In conclusion, **Option 3** appears to be the best choice. It allows BSRM to fund a highly profitable project while maintaining its dividend policy and leveraging the benefits of debt. Option 1 is a viable alternative but may be more costly due to flotation costs and the potential for dilution. Option 2 is the riskiest and least desirable option due to the negative signal of a dividend cut.

Solution:

i. Foreign exchange loss to the Bangladeshi buyer:

The Bangladeshi buyer agreed to pay US\$280,000. At the time of the transaction, the Taka equivalent would have been:

Initial Taka value = $280,000 \times 4.20 = \text{Tk. } 1,176,000$

When the payment was made three months later, the Taka value was:

Final Taka value = $280,000 \times 4.60 = \text{Tk. } 1,288,000$

Foreign exchange loss = Final Taka value - Initial Taka value

= $1,288,000 - 1,176,000 = \text{Tk. } 112,000$

The foreign exchange loss to the Bangladeshi buyer was **Tk. 112,000**.

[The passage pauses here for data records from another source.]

PR #5618, opened 2017-10-31
PR: Catch search regexp error while doing replace/find

### LINKED ISSUE #5386: Replace "\" by "\\"

timhoffm:
fixes #5386

Perfroming `replace_find()` and `replace_find_selection()` with an invalid regexp used to raise an exception. After this patch, they will do nothing and silently return.

### DIFF
--- a/spyder/widgets/findreplace.py
+++ b/spyder/widgets/findreplace.py
@@ -426,7 +426,12 @@ class FindReplace(QWidget):
         if (self.editor is not None):
             replace_text = to_text_string(self.replace_text.currentText())
             search_text = to_text_string(self.search_text.currentText())
-            pattern = search_text if self.re_button.isChecked() else None
+            re_pattern = None
+            if self.re_button.isChecked():
+                try:
+                    re_pattern = re.compile(search_text)
+                except re.error:
+                    return  # do nothing with an invalid regexp
             case = self.case_button.isChecked()
             first = True
             cursor = None
@@ -436,7 +441,7 @@ class FindReplace(QWidget):
                     seltxt = to_text_string(self.editor.get_selected_text())
                     cmptxt1 = search_text if case else search_text.lower()
                     cmptxt2 = seltxt if case else seltxt.lower()
-                    if not pattern:
+                    if re_pattern is None:
                         has_selected = self.editor.has_selected_text()
                         if has_selected and cmptxt1 == cmptxt2:
                             # Text was already found, do nothing
@@ -446,7 +451,7 @@ class FindReplace(QWidget):
                                              rehighlight=False):
                                 break
                     else:
-                        if len(re.findall(pattern, cmptxt2)) > 0:
+                        if len(re_pattern.findall(cmptxt2)) > 0:
                             pass
                         else:
                             if not self.find(changed=False, forward=True,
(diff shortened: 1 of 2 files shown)


ccordoba12:
Nice! Thanks a lot for this!

@dalthviz, please review @timhoffm's work.

rlaverde:
Maybe you could generalize the function `rexexp_error_msg`  of #5614 and use in this PR too, something like:
```
def safe_regex(pattern):
    ....
    return compile_pattern, error 
```

ccordoba12:
@timhoffm, don't worry about PEP8 issues in our test files. You can safely ignore `pep8speaks` in that case.

timhoffm:
@ccordoba12 If you don't want `pep8speaks` on test files, you could add 

    pycodestyle:
        exclude: test_*.py

to `.pep8speaks.yml`

dalthviz:
About what @rlaverde says (in terms of the generalization of the `rexexp_error_msg` of #5614) it could be a possibility. Maybe we could merge this one first an decide what to do regarding the `rexexp_error_msg` in #5614 

What do you guys think @rlaverde, @ccordoba12, @timhoffm?

ccordoba12:
I agree, let's merge this one first. I think there's an error with Pandas that's making our tests to fail, so I'll take a look at that first before merging more work.

timhoffm:
@rlaverde, @ccordoba12, @dalthviz 

I would do one step at a time. Both this PR and #5614 are reasonable solutions in themselves and can be merged as they are. In a second step we can then see if a generalization of `regexp_error_msg` (note: typo is fixed) makes sense. I'm not yet sure about this. In this request we don't need the message and in #5614 we don't need the pattern.

ccordoba12:
> In this request we don't need the message and in #5614 we don't need the pattern.

@rlaverde?

rlaverde:
>In this request we don't need the message and in #5614 we don't need the pattern

yes, that's true, but  in both the try..except  is repeated
 
```
try:
    re_pattern = re.compile(search_text)
except re.error:
    return
```

ccordoba12:
Let's leave a further refactoring for another PR.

ii. Currency risk in relation to the above:

The situation described is an example of **currency risk**, specifically **transaction exposure**. Transaction exposure is the risk that a company will face a loss in its local currency value due to an unexpected change in the exchange rate between the time a transaction is initiated and the time it is settled. In this case, the Bangladeshi buyer agreed to a price in US dollars. Over the three-month credit period, the US dollar strengthened against the Bangladeshi Taka (i.e., it took more Taka to buy one US dollar). As a result, the buyer had to pay more in their home currency than they had originally anticipated, leading to a financial loss of Tk. 112,000. This is a classic example of how unhedged foreign currency transactions can expose a company to risk.

Solution:

We need to perform an incremental analysis to determine if the proposed change in credit policy and sales is worthwhile. We will compare the additional profit to the additional costs incurred.

Incremental Profit from Sales:

Incremental Sales = New Sales - Old Sales = $30,000,000 - 24,000,000 = \text{Tk. } 6,000,000$

Contribution Margin = $6,000,000 \times (1 - \text{Variable Cost Ratio}) = 6,000,000 \times (1 - 0.70) = \text{Tk. } 1,800,000$

Incremental profit is **Tk. 1,800,000**.

Incremental Costs:

1. Cost of Bad Debts:

New Bad Debts = $30,000,000 \times 0.015 = \text{Tk. } 450,000$

Old Bad Debts = $24,000,000 \times 0.01 = \text{Tk. } 240,000$

Incremental Bad Debts = $450,000 - 240,000 = \text{Tk. } 210,000$

2. Cost of Additional Receivables Investment:

Old Receivables = $\frac{24,000,000 \times 0.70}{12} \times 1 \text{ month} = \text{Tk. } 1,400,000$

New Receivables = $\frac{30,000,000 \times 0.70}{12} \times 2 \text{ months} = \text{Tk. } 3,500,000$

Additional Receivables Investment = $3,500,000 - 1,400,000 = \text{Tk. } 2,100,000$

Cost of this investment = $2,100,000 \times 0.20 = \text{Tk. } 420,000$

Total Incremental Costs = Incremental Bad Debts + Cost of Additional Receivables

= $210,000 + 420,000 = \text{Tk. } 630,000$

Net Incremental Profit:

Net Incremental Profit = Incremental Profit from Sales - Total Incremental Costs

= $1,800,000 - 630,000 = \text{Tk. } 1,170,000$

Recommendation: Since the net incremental profit is a positive amount of **Tk. 1,170,000**, the company should **take on the new customers** as the change in credit policy is worthwhile.